深澤:神戸さんも私も1967年生まれ、バブル世代の最後の方なわけですよね。バブル世代って、学生時代も働いてからも、「馬鹿」とか「ピーマン」(中身が空っぽ)とかって、団塊世代の人たちから非常に叩かれた若者でした。

深澤:で、「絶対にこういうことはしない!」と、私は強く思っていました。若い女性が働く時、団塊世代の人たちの偏見が非常に厳しくて、「こうはなるまい」「同世代の男性もこうはならないだろう」と思ったら、35歳を過ぎたくらいから男子たちがうれしそうに、「今の若い奴は使えない」とか「女子ばっかり優秀だ」とか。本当にびっくりして、「所詮こうか、男子組は!」「これはいけないな」「何を言ってるんだ」と。「私達の上の世代や、私達と同世代よりも、よっぽど今の若い世代の方が優しいし、優秀だし、まともじゃないの。それこそジェンダー観も含めて」と言ったら、「えー?」という感じだったわけですよ。

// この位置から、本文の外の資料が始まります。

PR #225, opened 2026-07-21
Move `annotations` into a separate object, in preparation for `getTools()`

domfarolino:
This is pre-work for https://github.com/webmachinelearning/webmcp/pull/223#discussion_r3620114038. When this lands and https://github.com/webmachinelearning/webmcp/pull/223 is rebased on top of it, it'll be easier to make `RegisteredTool` expose an filled-out annotations object only when it was provided at registration time, and `undefined` otherwise.

CC @beaufortfrancois.

***
<a href="https://pr-preview.s3.amazonaws.com/webmachinelearning/webmcp/pull/225.html" title="Last updated on Jul 21, 2026, 3:26 PM UTC (16e587a)">Preview</a> | <a href="https://pr-preview.s3.amazonaws.com/webmachinelearning/webmcp/225/1aece7c...16e587a.html" title="Last updated on Jul 21, 2026, 3:26 PM UTC (16e587a)">Diff</a>

### DIFF
--- a/index.bs
+++ b/index.bs
@@ -445,7 +445,8 @@ The <dfn method for=ModelContext>registerTool(<var>tool</var>, <var>options</var
    :: steps that invoke |tool|'s {{ModelContextTool/execute}}
 
    : [=tool definition/annotations=]
-   :: null if |tool|'s {{ModelContextTool/annotations}} does not [=map/exist=]. Otherwise, an [=annotations=] with the following [=struct/items=]:
+   :: null if |tool|'s {{ModelContextTool/annotations}} does not [=map/exist=]. Otherwise, an
+      [=annotations=] with the following [=struct/items=]:
 
       : [=annotations/read-only hint=]
       :: |tool|'s {{ModelContextTool/annotations}}'s {{ToolAnnotations/readOnlyHint}}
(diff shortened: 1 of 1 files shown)


index.bs
```diff
@@ -172,16 +172,24 @@ A <dfn>tool definition</dfn> is a [=struct=] with the following [=struct/items=]
      "internal" steps that have not been defined yet, that describe how to fill out a <{form}> and
      its [=form-associated elements=].
 
+  : <dfn>annotations</dfn>
+  :: an [=annotations=]-or-null.
```
beaufortfrancois, line 176: Nit: Shall we use `an optional [=annotations=]`?

beaufortfrancois (approved):
LGTM

index.bs
domfarolino: I think optional can be good for algorithm parameters, i.e., https://infra.spec.whatwg.org/#algorithm-params. But for members I think it's more common to see the type contain everything you need to know, including nullability. Structs like https://html.spec.whatwg.org/#specifier-resolution-record come to mind, whereas I don't think it's common (at least I can't point to any) to have structs with optional members. I think this is because fundamentally the member itself is not "optional"—it always exists, it's just whether its value contains some kind of sentinel null-like thing.

Issue #48, opened 2025-11-03
Add a callback to inform the site when tool invocation should be aborted


khushalsagar:
Since tool invocation is async, there will be cases when the user cancels the request which initiated the execution. We should likely have a callback which informs the site about this.

I don't think the other way around is necessary. If the site decides to abort, it can indicate so in the output of the execution. On that note, if we decide to go with https://github.com/webmachinelearning/webmcp/issues/9 then maybe we need defined error values. So the author can either return a value based on the output schema (success) or one of the error codes (failure/abort).

bwalderman:
Possibly a job for [AbortSignal](https://developer.mozilla.org/en-US/docs/Web/API/AbortSignal#implementing_an_abortable_api) which is already used for cancelling fetch requests.

Tool execute functions could take an optional `signal` parameter and listen for the `'abort'` event which they could use to roll back the operation and reset any page UI if needed.

The browser would need to, in effect, create an [AbortController](https://developer.mozilla.org/en-US/docs/Web/API/AbortController) on each tool call request and pass that AbortController's `.signal` object to the tool execute function. If the agent/user decides to cancel the request, then `AbortController.abort()` would be called.

khushalsagar:
AbortSignal does seem like the right primitive. There's an existing pattern on the `navigate` event where the browser passes a [signal](https://html.spec.whatwg.org/multipage/nav-history-apis.html#dom-navigateevent-signal) so script can listen to cancellations.

> Tool execute functions could take an optional signal parameter and listen for the 'abort' event which they could use to roll back the operation and reset any page UI if needed.

I'm not sure where the `signal` parameter should go. Why not have it on the `agent` interface for example? So we have a mental model of where other dependencies the site needs during tool execution should live.

anssiko:
>[RESOLUTION](https://www.w3.org/2026/01/22-webmachinelearning-minutes.html#65b6): Use AbortSignal to signal cancellation

beaufortfrancois:
Do I understand correctly that we're expecting the spec to be updated with something like `callback ToolExecuteCallback = Promise<any> (object input, ToolExecuteOptions options)` where `options` would be a dictionnary that contains an `AbortSignal signal` parameter to match the following web-platform test?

深澤:それで、「もてたい」とか「成功したい」みたいな人たちを「肉食親父」、若い時に家族を大事にしたり女性とも友達になれたりフラットな目線がある人たちを「草食男子」と名付けたのが2006年だったんです。

神戸:実は、若い世代をとても肯定的に捉えた言葉だったんです。それが(世間では)全く違う方向に行ってしまっています。2006年に考えた言葉が、流行語のトップテンになったのは2009年。この間にリーマンショックがあって、経済の変動もあった影響があるのかもしれません。

バブル期「女も男並み」 崩壊後は「男も女並み」に

神戸:「草食男子」として定義したのは団塊ジュニア世代です。時代的にどういうことが起きていたのでしょうか。

 

団塊ジュニア世代 第2次ベビーブーム(1971~74年)に生まれた、戦争後のベビーブーム「団塊の世代」の子供たちの世代を指す。大学卒業後は、すでにバブルが弾けていて、就職氷河期に直面した。

深澤:学生の時、先輩に「深澤、男を立てろ」とか「深澤、弁当作れ」とか。「深澤」って言われたから、「神戸」とか呼ぶと、「なんでお前は呼び捨てにすんだ!?」みたいな。そんな女子はあんまりいないわけだから。あなた(神戸)は気にしなかったけど、やっぱ周りの人からは「神戸さんのことを『神戸』って言うのはおかしくない?」って。私は(神戸さんから)「真紀さん」と呼ばれていたから、確かに関係性がおかしかったんだけど(笑) 同世代の人は男性であろうと女性であろうと、中学時代はみんな呼び捨てだったから、「なんで急に『くん』とかって言わなきゃいけないの?」と思っていたけど、先輩たちが「もっとちゃんと男を立てろ」とか、「サラダを取り分けろ」「ビールを注げ」とか、「意味がわからない」と思っていた。ちょうど団塊ジュニアぐらいから、「そういうことを言う人がいることは知っているけど、僕たちは意味がわかりません」と言う人たちが出始めてきたんですよね。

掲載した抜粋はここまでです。